Abstract
The modulation of exciton energy and state density of layer-structured transition metal dichalcogenides (TMDs) is required for diverse optoelectronic device applications. Here, the spontaneous inversion of exciton state population in monolayer MoS2 is observed by turning the pump light power. The excitons prefer to exist in low energy state under low pump power, but reverse under high pump power. To discuss the mechanism in depth, we propose a semiclassical model by combining the rate equation and photo−exciton interaction. Considering the modifying of exciton−exciton annihilation, the spontaneous inversion of exciton state population is phenomenologically described.

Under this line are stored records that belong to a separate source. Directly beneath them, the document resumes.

PR #3916, opened 2015-11-10
`Store._find` asserts `adapterPayload` not empty

seanpdoyle:
Currently, [Store._find][find] only asserts that the `adapterPayload` is
non-null (i.e. `{}` is a valid payload).

This commit forces the `adapterPayload` to be non-empty.

When TDDing with Mirage, `adapterPayload` is often `{}`, which sneaks
through the asserts and ends up as a non-descriptive:

```
Assertion Failed: You must include an 'id' for undefined in an object
passed to 'push'
```

Which is triggered in [Store._pushInternalModel][_pushInternalModel],
which is a few method invocations away from the source of the issue.

[_pushInternalModel]: https://github.com/emberjs/data/blob/f1ccad8ab9356dd51f44d63585c27d8bb4ec9c3a/packages/ember-data/lib/system/store.js#L1709
[find]: https://github.com/emberjs/data/blob/f1ccad8ab9356dd51f44d63585c27d8bb4ec9c3a/packages/ember-data/lib/system/store/finders.js#L27

### DIFF
--- a/addon/system/store/finders.js
+++ b/addon/system/store/finders.js
@@ -14,6 +14,14 @@ import {
 
 var Promise = Ember.RSVP.Promise;
 
+function payloadIsNotBlank(adapterPayload) {
+  if (Ember.isArray(adapterPayload)) {
+    return true;
+  } else {
+    return Object.keys(adapterPayload || {}).length;
+  }
+}
+
 export function _find(adapter, store, typeClass, id, internalModel, options) {
   var snapshot = internalModel.createSnapshot(options);
   var promise = adapter.findRecord(store, typeClass, id, snapshot);
@@ -24,7 +32,7 @@ export function _find(adapter, store, typeClass, id, internalModel, options) {
   promise = _guard(promise, _bind(_objectIsAlive, store));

Keywords: transition metal dichalcogenides, monolayer MoS2, photoluminescence, optical modulation, exciton state population, exciton-exciton annihilation
1. Introduction
Transition metal dichalcogenides (TMDs) have emerged as promising semiconductors that provide powerful tools for studying light−matter interaction, such as valley electronics, spin electronics, nano photonics, and nonlinear optics [1,2,3,4,5,6,7,8,9]. The bulk TMDs with structural formula MX2 (M = Mo and W, X = S, Se, and Te) have been properly investigated as narrow-bandgap semiconductors (0.8–1.3 eV) with layered structure and hexagonal symmetry [10,11,12,13,14]. Once the bulk TMDs are thinned to 2H-phase monolayers, the bandgaps transform from indirect to direct in the range of 1.6–2.1 eV [15,16,17]. Simultaneously, a minor energy splitting in conduction band and a major energy splitting in valence band are resulted with opposite spins in the 2H-phase monolayers [16]. As a result, the reduced dimensionality and highly nonlocal dielectric screening of Coulomb interaction give rise to large exciton binding energies (0.1–0.6 eV), leading to the richly excitonic photoluminescence (PL) and differential reflection spectra [18,19,20,21,22,23]. Therefore, the modulation of exciton state plays an essential role in the studies of monolayer TMDs.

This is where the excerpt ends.